When the history of game ranching in the south-east lowveld of Zimbabwe is written, the names of several pioneer ranchers will be prominent. These were Despard Bridges of Devuli Ranch, Ian de la Rue of Ruware Ranch, C.E. Sparrow of Fair Range, George Styles of Buffalo Range, Stanley Stockil of Essanby Ranch, Derek Henning of Samba Ranch and Ray Sparrow of Lone Star Ranche, among others.
Ray Sparrow started Lone Star Ranche in 1949, after serving a stockman’s apprenticeship on Devuli Ranch. In Ray Sparrow’s own words, “I spent considerable time on Devuli Ranch hunting predators – lions, leopards, hyenas, wild dogs – that plagued the livestock in heavy bush country. I also spent a great deal of time maintaining and repairing stationary engines and pumps, on which all the inland sections depended for watering cattle. This was good training for my future plans”
Ranching cattle in the harsh lowveld was a challenge in those early days due to the high number of predators. Ray followed the local African Hlengwe (or Shangaan) practice of not dehorning the heifers to allow the cattle to defend themselves from lion attacks. He employed a Hlengwe tracker named Nyarhi, who was to hunt with him for many years.
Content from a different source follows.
PR #306, opened 2024-12-28
refactor: add 'arbitrary-impl' feature-flag

### LINKED ISSUE #199: Hide `Arbitrary` implementations/functions behind a feature flag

The second major challenge was the provision of water for cattle and wildlife. The drought prone lowveld is a harsh, unproductive environment without water. Ray built several dams and weirs, the largest of which is the Malilangwe Dam. The provision of water was to provide for the management of wildlife in the seventies, when Lone Star became one of the earliest private ranches to start hunting safaris in Zimbabwe. Lone Star Ranche also pioneered the capture and translocation of a wide variety of wildlife, notably rescuing young elephant from the culling programmes in Hwange National Park. He was also a staunch supporter of protecting endangered species in Zimbabwe such as the Lichtenstein’s hartebeest and introduced white rhino onto Lone Star.
After nearly sixty-four years on Lone Star (now Malilangwe Trust) Ray Sparrow passed away recently at the age of 92. Ray Sparrow was held in high regard by a wide spectrum of people and communities in the lowveld and the country at large. Such was this respect that his funeral was attended by leading traditional and community leaders. After his love for family, his passion for all things natural governed his life. His knowledge of trees, plants, animals, the Hlengwe language and culture has not been equaled by any other.
Ray Sparrow was the first to acknowledge that without the unwavering support of his beloved wife “Dossie” Sparrow and family he would not have succeeded. His passing represents the end of an era. We shall not see his like again. We salute him and we shall remember him.